В этом пункте источник Шекспира представлял неясность, причинившую ему
немало затруднений. У Плутарха Кориолан, во главе своего войска, щадит
имущество римских патрициев, но грабит достояние плебеев, занимая один
латинский город за другим. Когда он таким образом осаждает Лавинию,
настроение в Риме внезапно изменяется. Плебеи хотят отменить изгнание
Кориолана, но сенат противится этому, неизвестно по каким причинам. Лишь
тогда, когда неприятель совсем приблизился к городу, сенат решается начать
переговоры Кориолан предъявляет весьма умеренные условия мира, настаивает
преимущественно на том, чтобы вольски были приняты в латинский союз. В Риме
совсем упали духом, тем не менее, сенат дает самый высокомерный ответ
римляне никогда не поддадутся страху, если вольски хотят, чтобы им оказали
"милость", то пусть они предварительно сложат оружие Непосредственно после
того сенат впадает в полное отчаяние и посылает женщин, чтобы они своими
мольбами смягчили гнев Кориолана
Кориолан Шекспира не разделяет с героем сказания предупредительности к
своим прежним единомышленникам. Но патриции выказывают перед ним такое же
отсутствие мужества, такую же растерянность, как и в легенде Коминий, Тит
Ларций и другие, изображенные сначала весьма храбрыми людьми, являются
впоследствии униженными трусами. Короче говоря, в драму Шекспира перешло
немало тех противоречий, какими богато повествование Плутарха.

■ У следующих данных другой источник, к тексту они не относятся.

PR #172, opened 2024-03-28
Add OpenVINO GPU support

helena-intel:
Add GPU support for OpenVINO.

Tested on desktop with ARC GPU and modified pytorch_bert.yaml example (just changed backend and device):
image

I also plan to add an OpenVINO LLM example.


IlyasMoutawwakil:
Thanks a lot for adding and testing this !
is there any way to measure the VRAM (GPU memory) in this case ?

PR #178, opened 2024-04-10
Trackers revamp

IlyasMoutawwakil:
- Standardizing the latency trackers and making them only track, the timing is handled by a separate class `Timer`.
- Making the memory tracker more robust when used with `launch`, by monitoring the main benchmark process (so no need to aggregate VRAM over multiple processes) and supporting both per process and global VRAM tracking at the same time.

### DIFF
--- a/Makefile
+++ b/Makefile
@@ -45,7 +45,6 @@ run_docker_cuda:
 	--gpus all \
 	--shm-size 64G \
 	--env USE_CUDA="1" \
-	--env PROCESS_SPECIFIC_VRAM="0" \
 	--volume $(PWD):/workspace \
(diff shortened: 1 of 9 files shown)


IlyasMoutawwakil:
@franchukpetro I know you've been using VRAM measurements by setting `PROCESS_SPECIFIC_VRAM`. 
This PR removes that environment variable in favor of reporting both (`memory.max_global_vram` and `memory.max_process_vram`), hope this makes VRAM benchmarking easier 🤗

franchukpetro:
Makes sense, thanks a lot for letting me know, @IlyasMoutawwakil!

PR #192, opened 2024-05-02
Remove unnecessary surrogates attached to double quotes

yamaura:
Hello, thank you for the wonderful library.
I found unnecessary surrogates, so I removed them.


IlyasMoutawwakil:
thanks for spotting it ! 
I thought about where it came from and I think it's my Arabic keyboard which gets enabled by mistake sometimes 😅 "َُِ

PR #218, opened 2024-07-01
Fix `PyTorchBackend` TP vs DP inputs distribution across replicas and shards

### LINKED ISSUE #217: BUG Report: Incorrect latency calculation for inference scenario with Tensor Parallel.
Sample numbers are divided by world size in each GPU process.

optimum_benchmark/scenarios/inference/scenario.py Line 64.

``` python
       if is_torch_distributed_available() and torch.distributed.is_initialized():
            self.logger.info("\t+ Distributing batch size across processes")
            if self.config.input_shapes["batch_size"] % torch.distributed.get_world_size() != 0:
                raise ValueError(
                    "The batch size must be divisible by the number of processes in a distributed environment"
                )
            self.config.input_shapes["batch_size"] //= torch.distributed.get_world_size()
```

This part of code makes sure the total batch size is correct for replica inference mode (launcher=torchrun, disable tensor parallel),   , but for tensor parallel mode total batch size is no longer correct. The actual batch size is divided by world size, which results in incorrect throughput caculation.

optimum_benchmark/scenarios/inference/scenario.py. Line 406.
```python
  def atomic_prefill_volume(self) -> int:  # in tokens
      if {"input_ids", "prompt", "prompts"} & set(self.inputs.keys()):
          # text conditioned generation (1 bos token or sequence_length tokens)
          return self.config.input_shapes["batch_size"] * max(self.config.input_shapes["sequence_length"], 1)
      else:
          # image/audio conditioned generation (1 bos token)
          return self.config.input_shapes["batch_size"]
```

IlyasMoutawwakil:
fixes #217 
@luzengxiangcn

### DIFF
--- a/optimum_benchmark/scenarios/inference/scenario.py
+++ b/optimum_benchmark/scenarios/inference/scenario.py
@@ -5,16 +5,12 @@ from transformers import LogitsProcessorList
 from ...backends.base import Backend, BackendConfigT
 from ...benchmark.report import BenchmarkReport
 from ...generators.input_generator import InputGenerator
-from ...import_utils import is_torch_distributed_available
 from ...task_utils import IMAGE_DIFFUSION_TASKS, TEXT_GENERATION_TASKS
 from ...trackers.energy import Efficiency, EnergyTracker
 from ...trackers.latency import LatencyTracker, PerTokenLatencyLogitsProcessor, Throughput
 from ...trackers.memory import MemoryTracker
 from ..base import Scenario
 from .config import InferenceConfig
-
-if is_torch_distributed_available():
-    import torch.distributed
 
 PER_TOKEN_BACKENDS = ["pytorch", "onnxruntime", "openvino", "neural-compressor"]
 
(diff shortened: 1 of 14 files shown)


optimum_benchmark/scenarios/inference/scenario.py
```diff
@@ -61,14 +57,6 @@ def __init__(self, config: InferenceConfig) -> None:
         super().__init__(config)
 
     def run(self, backend: Backend[BackendConfigT]) -> BenchmarkReport:
-        if is_torch_distributed_available() and torch.distributed.is_initialized():
```
luzengxiangcn, line 64: Great! Works for all TP distribution. not only  pytorchbackend but also vllm and tensorRT.

luzengxiangcn:
Great Job! Thanks very much!

optimum_benchmark/scenarios/inference/scenario.py
IlyasMoutawwakil: Yeah for those the TP happens in the engine (no need for torchrun laucher).

Issue #230, opened 2024-07-19
Process isolation is not working on MPS device


baptistecolle:
Setting up the launcher to `process` on an MPS device causes the benchmark to be stuck permanently on “Sending report to main process.”

Steps to reproduce:
Run this configuration on an MPS device (Mac M-series).
```
defaults:
  - benchmark
  - scenario: inference
  - **launcher: process # launcher: inline works**
  - backend: pytorch
  - _base_
  - _self_

name: pytorch_bert

scenario:
  latency: true
  memory: true
  input_shapes:
    batch_size: 1
    sequence_length: 128

backend:
  device: mps
  no_weights: true
  model: bert-base-uncased
```
(example adapted from `pytorch_bert.yaml`)

Temporary Solution: set to `launcher: inline`

Remarks: `launcher.start_method: fork` does not also work on mac

IlyasMoutawwakil:
now that I think about it, this might be a problem in your shared memory size, did you run this on docker ?

baptistecolle:
No, i installed the project from source and ran it

Issue #117, opened 2024-02-01
What other library that optimum-benchmark support other than transformer


L1-M1ng:
Can I use Optimum-benchmark to evaluate the performance of qwen.cpp or llama.cpp？

L1-M1ng:
I want to evaluate the inference latency, throughput, parameter numbers of a custom llm

IlyasMoutawwakil:
`optimum-benchmark` support `transformers`, `timm` and `diffusers` as part of the `pytorch` backend. And then there's `optimum` and its subpackages like `optimum-intel`, `optimum-nvidia`, etc.
There's also a `text-generation-server` backend which uses `docker-py` to benchmark the server end-to-end (i.e. with communications overhead).
currently benchmarking `llama.cpp` is not supported, how would you suggest implementing it ? might possible with a server client api (like tgi) but I'm not sure.

IlyasMoutawwakil:
@L1-M1ng I would love to review a PR with llama.cpp support, https://github.com/abetlen/llama-cpp-python seems to be the most starred python bindings

IlyasMoutawwakil:
llama cpp support added in #231 🚀

zaidalyafeai:
@IlyasMoutawwakil , I am trying to run `optimum-benchmark --config-dir examples/ --config-name llama_cpp_text_generation` but I got this error 
```
Error getting class at optimum_benchmark.backends.llama_cpp.backend.LlamaCppBackend: Error loading 'optimum_benchmark.backends.llama_cpp.backend.LlamaCppBackend'
```

PR #231, opened 2024-07-19
Add llama.cpp backend

baptistecolle:
### Overview
This PR introduces `llama.cpp` as a backend for the Optimum benchmark (see issue #117).

### Changes
- Added an example in the `examples` folder demonstrating how to run the `llama.cpp` backend:

```yaml
defaults:
  - benchmark
  - scenario: inference
  - launcher: inline
  - backend: llama_cpp
  - _base_
  - _self_

name: llama_cpp_llama

backend:
  device: mps
  model: TheBloke/TinyLlama-1.1B-Chat-v1.0-GGUF
  task: text-generation
  filename: tinyllama-1.1b-chat-v1.0.Q4_0.gguf

scenario:
  input_shapes:
    batch_size: 1
    sequence_length: 256
    vocab_size: 32000
  generate_kwargs:
    max_new_tokens: 100
    min_new_tokens: 100
```

###  Current limitations:
- Benchmarking is limited to a batch size of 1 due to limitations of the `llama-cpp-python` binding.
- MPS process isolation is not working (see issue #230).
- No weights mode has not been implemented

### Performance
The metrics were tested by comparing the results of the benchmark with a PyTorch backend and a llama.cpp backend. The performance results are close, and I can provide the full .json files if needed. Due to their low readability, they are not included here directly.
#### CLI output: (tested on M3 Pro CPU)
**Performance with llama.cpp backend**
Screenshot 2024-07-22 at 14 46 40
**Performance with the pytorch backend**
Screenshot 2024-07-22 at 14 49 42

The performance difference might be due to the significant amount of copying between devices with PyTorch, as shown below:
Screenshot 2024-07-22 at 14 50 50
Furthermore, llama.cpp is optimized for Mac, which could explain the higher performance. Let me know if you want me to investigate the performance difference further


optimum_benchmark/backends/base.py
```diff
@@ -68,7 +68,13 @@ def __init__(self, config: BackendConfigT):
             self.automodel_loader = get_timm_automodel_loader()
             self.pretrained_processor = None
             self.generation_config = None
-
+        elif self.config.library == "llama_cpp":
+            self.logger.info("\t+ Benchmarking a Llama.cpp model")
+            self.pretrained_config = None
+            self.model_shapes = {}
+            self.model_type = self.config.task
```
IlyasMoutawwakil, line 75: I think it's better to use the model type info in https://huggingface.co/TheBloke/TinyLlama-1.1B-Chat-v1.0-GGUF/blob/main/config.json gguf repos usually have this or a proper transformers config https://huggingface.co/second-state/Mistral-Nemo-Instruct-2407-GGUF/blob/main/config.json

optimum_benchmark/backends/llama_cpp/backend.py
```diff
@@ -0,0 +1,93 @@
...
+from .config import LlamaCppConfig
+
+
+class LlamaCppBackend(Backend[LlamaCppConfig]):
+    NAME: str = "llama_cpp"
+
+    def __init__(self, config: LlamaCppConfig) -> None:
+        super().__init__(config)
+
+        self.config.name
```
IlyasMoutawwakil, line 18: remove

optimum_benchmark/backends/llama_cpp/backend.py
```diff
@@ -0,0 +1,93 @@
...
+            self.logger.info("\t+ Loading no weights model")
+            raise NotImplementedError("No weights model is not yet implemented")
+
+        self.validate_task()
+
+        self.logger.info("\t+ Creating backend temporary directory")
+        self.tmpdir = TemporaryDirectory()
+        self.logger.info("\t+ Loading pretrained model")
+        self.load_model_from_pretrained()
+        self.tmpdir.cleanup()
```
IlyasMoutawwakil, line 30: should be moved to `load` because we track the first model loading

optimum_benchmark/backends/llama_cpp/backend.py
```diff
@@ -0,0 +1,93 @@
...
+    def load(self) -> None:
+        self.load_model_from_pretrained()
+
+    def load_model_from_pretrained(self) -> None:
+        """
+        Load the pretrained model from the given model name (normally GGUF, GGML)
+        """
+
+        if self.config.task not in TEXT_GENERATION_TASKS:
+            raise NotImplementedError(f"Llama.cpp does not support task {self.config.task}")
```
IlyasMoutawwakil, line 41: already validated the task at this point

optimum_benchmark/backends/llama_cpp/config.py
```diff
@@ -0,0 +1,35 @@
...
+    _target_: str = "optimum_benchmark.backends.llama_cpp.backend.LlamaCppBackend"
+
+    no_weights: bool = False
+    library: str = "llama_cpp"
+    filename: Optional[str] = None
+
+    def __post_init__(self):
+        super().__post_init__()
+
+        print(self.task)
```
IlyasMoutawwakil, line 27: remove

optimum_benchmark/backends/llama_cpp/config.py
```diff
@@ -0,0 +1,35 @@
...
+
+        if self.task not in TEXT_GENERATION_TASKS:
+            raise NotImplementedError(f"Llama.cpp does not support task {self.task}")
```
IlyasMoutawwakil, line 30: remove.

optimum_benchmark/backends/llama_cpp/config.py
```diff
@@ -0,0 +1,35 @@
...
+
+        self.device = self.device.lower()  # type: ignore
+
+        if self.device not in ["cuda", "mps", "cpu"]:
+            raise ValueError(f"Llama.cpp Backend only supports 'cpu', 'mps' and 'cuda' devices, got {self.device}")
```
IlyasMoutawwakil, line 35: how do you choose which device to target ? I didn't see it anywhere in the code

optimum_benchmark/import_utils.py
```diff
@@ -258,4 +268,6 @@ def get_hf_libs_info():
         "timm_commit": get_git_revision_hash("timm"),
         "peft_version": peft_version() if is_peft_available() else None,
         "peft_commit": get_git_revision_hash("peft"),
+        "llama_cpp_version": llama_cpp_version(),
+        "llama_cpp_commit": get_git_revision_hash("llama_cpp"),
```
IlyasMoutawwakil, line 272: Not an HF lib. We have the backend's version in its config.

optimum_benchmark/task_utils.py
```diff
@@ -75,6 +75,9 @@ def infer_library_from_model_name_or_path(model_name_or_path: str, revision: Opt
         if inferred_library_name is None:
             raise RuntimeError(f"Could not infer library name from repo {model_name_or_path}.")
 
+        if "gguf" in model_name_or_path.lower():
+            inferred_library_name = "llama_cpp"
+
```
IlyasMoutawwakil, line 80: remove. at this point the code will have errored and the hub already tags repos with gguf files https://huggingface.co/models?library=gguf

IlyasMoutawwakil (changes requested):
Thanks a lot ! Very awesome work !
Only missing test configs and GitHub workflows 🤗
Hopefully I fix the process launcher with mps by the time the mps workflows start running

optimum_benchmark/backends/llama_cpp/backend.py
```diff
@@ -0,0 +1,93 @@
...
+        return inputs
+
+    def forward(self, inputs: Dict[str, Any], kwargs: Dict[str, Any]) -> Any:
+        """
+        Forward pass of the model\
+        Evaluate the probabilites of the given tokens
+        """
+        return self.pretrained_model.eval(
+            tokens=inputs["input_ids"],
+        )
```
IlyasMoutawwakil, line 70: forward is never called with a text-generation-model so it makes more sense to use https://github.com/abetlen/llama-cpp-python?tab=readme-ov-file#embeddings and add `feature-extraction` task to supported tasks

baptistecolle: @IlyasMoutawwakil Good point, do you prefer I add embeddings to llama.cpp in this PR or should I create an issue and do it later?

optimum_benchmark/backends/llama_cpp/config.py
baptistecolle: Indeed, I forgot to set up the target device. I do not see this as an option for the Python binding or even llama.cpp itself. I believe the device is automatically selected, so what I can do is get this chosen device and save it in the .json as the backend. It seems a bit like a workaround but I have not found a cleaner solution

optimum_benchmark/backends/llama_cpp/backend.py
IlyasMoutawwakil: in this one since it's a very minimal change

optimum_benchmark/backends/llama_cpp/config.py
```diff
@@ -0,0 +1,31 @@
...
+
+    no_weights: bool = False
+    library: str = "llama_cpp"
+    filename: Optional[str] = None
+
+    def __post_init__(self):
+        super().__post_init__()
+
+        # if self.task not in TEXT_GENERATION_TASKS + TEXT_EMBEDDING_TASKS:
+        #     raise NotImplementedError(f"Llama.cpp does not support task {self.task}")
```
regisss, line 26: Should this be uncommented?

optimum_benchmark/backends/llama_cpp/backend.py
```diff
@@ -0,0 +1,93 @@
+from tempfile import TemporaryDirectory
+from typing import Any, Dict, Tuple
+
+from llama_cpp import Llama
+
+from optimum_benchmark.backends.base import Backend
+
+from .config import LlamaCppConfig
```
regisss, line 8:
```suggestion
from ..base import Backend
from .config import LlamaCppConfig
```
Let's not mix absolute and relative imports, it can lead to errors that are pretty annoying to debug. We usually prefer using relative imports in the source code.

regisss (commented):
Very clean PR!
I left a couple comments.

Additionally, since benchmarking for llama.cpp is limited to a batch size of 1, I think it may be good to add a comment right above the batch size field in the 3 example configs. Unless an error/warning is raised somewhere in the code but I didn't see it.

baptistecolle:
> Very clean PR! I left a couple comments.
> 
> Additionally, since benchmarking for llama.cpp is limited to a batch size of 1, I think it may be good to add a comment right above the batch size field in the 3 example configs. Unless an error/warning is raised somewhere in the code but I didn't see it.

https://github.com/huggingface/optimum-benchmark/pull/231/files#r1690885402

optimum_benchmark/task_utils.py
baptistecolle: Thanks for the remark about tags i did not know this feature. I am now using it to setup the inferred_library_name properly.

optimum_benchmark/backends/llama_cpp/backend.py
baptistecolle: I added support for it

optimum_benchmark/backends/base.py
baptistecolle: I change it to now try to load the transformers config directly. The transformers loading default to model type info if the config is not a proper transformer config so both case should be handled now

baptistecolle:
Thanks for the review. I implemented the necessary changes

I added: 
- fix different formatting issue
- structure of the code, absolute import, forgotten debug print statement...)
- added support for embedding models with llama.cpp
- added tests and github workflow for llama.cpp backend

Let me know if you have more remarks

optimum_benchmark/task_utils.py
```diff
@@ -69,6 +69,9 @@ def infer_library_from_model_name_or_path(model_name_or_path: str, revision: Opt
         model_info = huggingface_hub.model_info(model_name_or_path, revision=revision)
         inferred_library_name = getattr(model_info, "library_name", None)
 
+        if "gguf" in model_info.tags:
+            inferred_library_name = "llama_cpp"
+
```
IlyasMoutawwakil, line 74: I think the inferred library is enough in this case, no need to make `llama_cpp` the default for repos that have a `gguf` tag (a lot of official repos have both `safetensors` and `gguf` weights), maybe if `inferred_library_name` is still `None` at the end we can check the tags for `gguf`, otherwise the default should stay `transformers` for backward compatibility.

.github/workflows/test_cli_llama_cpp.yaml
```diff
@@ -0,0 +1,48 @@
...
+      - "tests/**"
+      - "setup.py"
+
+concurrency:
+  cancel-in-progress: true
+  group: ${{ github.workflow }}-${{ github.event.pull_request.number || github.ref }}
+
+jobs:
+  run_cli_llama_cpp_tests:
+    runs-on: ubuntu-latest
```
IlyasMoutawwakil, line 30: I think to run on mps you'll have to use the macos-latest, if it works that is 😅.
If it doesn't (like with pytorch mps) then let's just annotate the tests as cpu tests.

baptistecolle: let's wait to make it MPS (due to https://github.com/actions/runner-images/issues/9918). I added them as CPU in the meantime

optimum_benchmark/task_utils.py
baptistecolle: Good point. So I changed it and now defined the library inside the config instead of inferring it. I also modified the infer_model_type_from_model_name_or_path and infer_task_from_model_name_or_path so that you can supply a library if it isdefined. This prevents them from inferring a different library that the one submitted in the config.

tests/configs/_llama_cpp_.yaml
```diff
@@ -0,0 +1,4 @@
+backend:
```
IlyasMoutawwakil, line 1: this sub config is not used anywhere

optimum_benchmark/task_utils.py
```diff
@@ -168,8 +175,11 @@ def infer_task_from_model_name_or_path(model_name_or_path: str, revision: Option
     return inferred_task_name
 
 
-def infer_model_type_from_model_name_or_path(model_name_or_path: str, revision: Optional[str] = None) -> str:
-    library_name = infer_library_from_model_name_or_path(model_name_or_path, revision=revision)
+def infer_model_type_from_model_name_or_path(
+    model_name_or_path: str, revision: Optional[str] = None, library_name: Optional[str] = None
+) -> str:
+    if library_name is None:
+        library_name = infer_library_from_model_name_or_path(model_name_or_path, revision=revision)
```
IlyasMoutawwakil, line 182: why ?

optimum_benchmark/backends/base.py
```diff
@@ -68,7 +68,12 @@ def __init__(self, config: BackendConfigT):
             self.automodel_loader = get_timm_automodel_loader()
             self.pretrained_processor = None
             self.generation_config = None
-
+        elif self.config.library == "llama_cpp":
+            self.logger.info("\t+ Benchmarking a Llama.cpp model")
+            self.pretrained_config = get_transformers_generation_config(self.config.model, **self.config.model_kwargs)
```
IlyasMoutawwakil, line 73:
```suggestion
            self.generation_config = get_transformers_generation_config(self.config.model, **self.config.model_kwargs)
```

IlyasMoutawwakil: if this what you meant

examples/llama_tiny_mps.yaml
```diff
@@ -0,0 +1,23 @@
+defaults:
```
IlyasMoutawwakil, line 1: there's already a llama example..

IlyasMoutawwakil:
one or two examples are enough, there's a lot of repetition there

optimum_benchmark/backends/base.py
IlyasMoutawwakil: I don't think the generation config is used anywhere by the current implementation of llama cpp

baptistecolle: Indeed, it is not needed, so i removed it

baptistecolle:
Indeed, I created multiple config during development and forgot to remove it from the pr. I fixed it now

IlyasMoutawwakil (approved):

PR #234, opened 2024-07-23
MPS support

IlyasMoutawwakil:
Attempting the same level of support for pytorch MPS as pytorch CPU


IlyasMoutawwakil:
https://github.com/actions/runner-images/issues/9918

PR #572, opened 2019-07-03
To deal with illegal characters in parser

### LINKED ISSUE #562: [nGQL] Chinese punctune ；make service crash
It's better to check the string.
at least not make service crash.

dutor:
As title.

This will close #562


src/parser/test/ScannerTest.cpp
```diff
@@ -374,6 +374,9 @@ TEST(Scanner, Basic) {
         CHECK_SEMANTIC_VALUE("\"\\\\\\\110 \"", TokenType::STRING, "\\H "),
         CHECK_SEMANTIC_VALUE("\"\\\\\\\\110 \"", TokenType::STRING, "\\\\110 "),
         CHECK_SEMANTIC_VALUE("\"\\\\\\\\\110 \"", TokenType::STRING, "\\\\H "),
+
+
+        CHECK_SEMANTIC_VALUE("\"己所不欲，勿施于人\"", TokenType::STRING, "己所不欲，勿施于人"),
```
whitewum: before the fix, does this sentence make service crash?
My point is can you re-produce the problem. I'm not sure the bug is due to non-asiic code

dutor: It's another story. You could refer to discussions in #562 for details.

src/parser/scanner.lex
```diff
@@ -317,18 +319,40 @@ IP_OCTET                    ([0-9]|[1-9][0-9]|1[0-9][0-9]|2[0-4][0-9]|25[0-5])
...
                             }
 "#".*                       // Skip the annotation
 "//".*                      // Skip the annotation
 "--".*                      // Skip the annotation
 "/*"                        { BEGIN(COMMENT); }
 <COMMENT>"*/"               { BEGIN(INITIAL); }
 <COMMENT>([^*]|\n)+|.       // Skip the annotation
-.                           { printf("error %c\n", *yytext); yyterminate(); }
+.                           {
+                                /**
```
whitewum: lesson learned

PR #575, opened 2019-07-03
To detect TTY in nebula console

dutor:
When `stdin` is not detached to a TTY, command history will not be saved by default, and no prompt will be printed.


src/console/CliManager.cpp
```diff
@@ -16,6 +16,7 @@
 
 DECLARE_string(u);
 DECLARE_string(p);
+DEFINE_bool(enable_history, false, "Whether to force saving the command history");
```
steppenwolfyuetong: Great God, I have a question.
This ".nebula_history" file is used to save history commands. Is there a file size limit? When the file is large, does it take a long time to start initialization (loadHistory)?

How did you think about this? Thx.

dutor: This is good question. We will take good care of this, in another PR.

dutor: This is an option to **force** the history output, even no tty attached. With this option set to false, the history saving is automatical.

monadbobo: OK, I get it.

PR #582, opened 2019-07-04
To link executables with -no-pie

dutor:
Some compilers are built with `-enable-default-pie`. That is no problem generally, but glog is buggy to deal with this when retrieve the backtrace. So we disable pie from our own side.

### DIFF
--- a/CMakeLists.txt
+++ b/CMakeLists.txt
@@ -47,7 +47,7 @@ endif()
 
 set(CMAKE_CXX_STANDARD 14)
 
-set(CMAKE_EXE_LINKER_FLAGS "-static-libstdc++")
+set(CMAKE_EXE_LINKER_FLAGS "-static-libstdc++ -no-pie")
 
 # CMake macro to specify number of jobs to build third-party
 if (NOT THIRD_PARTY_JOBS)


monadbobo:
Could you describe the problem caused by glog in more detail?

dutor:
> Could you describe the problem caused by glog in more detail?

Actually, glog introduced a bug that will cause the symbol resolve fail for PIE, which is exactly the version we are currently using, which has been fixed the the latest release.

steppenwolfyuetong:
> > Could you describe the problem caused by glog in more detail?
> 
> Actually, glog introduced a bug that will cause the symbol resolve fail for PIE, which is exactly the version we are currently using, which has been fixed the the latest release.

@dutor   I have a question, why not use the latest version of glog ?

dutor:
> > > Could you describe the problem caused by glog in more detail?
> > 
> > 
> > Actually, glog introduced a bug that will cause the symbol resolve fail for PIE, which is exactly the version we are currently using, which has been fixed the the latest release.
> 
> @dutor I have a question, why not use the latest version of glog ?

First, it makes little sense to us to enable PIE, by default. Second, we should try our best to reduce mandatory requirements on our dependencies, especially when we have better options to deal with the problems.

FYI. we are going to move the third-party out from our repo.

steppenwolfyuetong:
> > > > Could you describe the problem caused by glog in more detail?
> > > 
> > > 
> > > Actually, glog introduced a bug that will cause the symbol resolve fail for PIE, which is exactly the version we are currently using, which has been fixed the the latest release.
> > 
> > 
> > @dutor I have a question, why not use the latest version of glog ?
> 
> First, it makes little sense to us to enable PIE, by default. Second, we should try our best to reduce mandatory requirements on our dependencies, especially when we have better options to deal with the problems.
> 
> FYI. we are going to move the third-party out from our repo.

f1634089a5014f20919a619ed3eb2e2e

monadbobo:
LGTM!

Issue #583, opened 2019-07-04
storage service crashed when stopping service


monadbobo:
I compile the nebula with addresssanitizer.

When I started, the query engine service crashed due to some exceptions. At this point, I stopped the storage service and then caused the storage service to crash. The following was the output of addresssanitizer.

> ==17116==ERROR: AddressSanitizer: heap-use-after-free on address 0x60400011f060 at pc 0x000001805b39 bp 0x7fcbfc2af400 sp 0x7fcbfc2af3f0
READ of size 8 at 0x60400011f060 thread T8
    #0 0x1805b38 in nebula::meta::MetaClient::heartbeat() src/meta/client/MetaClient.cpp:957
    #1 0x17f0850 in nebula::meta::MetaClient::heartBeatThreadFunc() src/meta/client/MetaClient.cpp:67
    #2 0x1926f9d in void std::__invoke_impl<void, void (nebula::meta::MetaClient::*&)(), nebula::meta::MetaClient*&>(std::__invoke_memfun_deref, void (nebula::meta::MetaClient::*&)(), nebula::meta::MetaClient*&) (/data/pagefault/tools/nebula/bin/nebula-storaged+0x1926f9d)
    #3 0x1910f61 in std::__invoke_result<void (nebula::meta::MetaClient::*&)(), nebula::meta::MetaClient*&>::type std::__invoke<void (nebula::meta::MetaClient::*&)(), nebula::meta::MetaClient*&>(void (nebula::meta::MetaClient::*&)(), nebula::meta::MetaClient*&) /usr/include/c++/8/bits/invoke.h:95
    #4 0x18e9e60 in void std::_Bind<void (nebula::meta::MetaClient::*(nebula::meta::MetaClient*))()>::__call<void, , 0ul>(std::tuple<>&&, std::_Index_tuple<0ul>) (/data/pagefault/tools/nebula/bin/nebula-storaged+0x18e9e60)
    #5 0x18bb3fd in void std::_Bind<void (nebula::meta::MetaClient::*(nebula::meta::MetaClient*))()>::operator()<, void>() (/data/pagefault/tools/nebula/bin/nebula-storaged+0x18bb3fd)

Это свидетельствует о некоторой спешности в работе, начинающей
проглядывать теперь у Шекспира. С этих пор он уже не отделывает свои пьесы
так тщательно, как прежде.
Говоря это, мы, конечно, не имеем в виду непоследовательности,
встречающиеся в характере главного действующего лица драмы - Кориолана; они
делают его еще более живым и правдивым; поэт или бессознательно выдвинул их,
или был слишком гениален, чтобы их избегать. Так, например, когда Кориолан
до последней минуты отказывается просить голосов у народа, он высказывает
следующую мысль (II, 3)
Таков обычай
Но если бы обычаю во всем
Повиновались мы, никто не смог бы
Пыль старины сметать, а правде века
Сидеть бы за горами заблуждений
Кориолан не чувствует, что этой сентенцией он подрывает самый корень
всей ультраконсервативной государственной мудрости, которую он исповедует.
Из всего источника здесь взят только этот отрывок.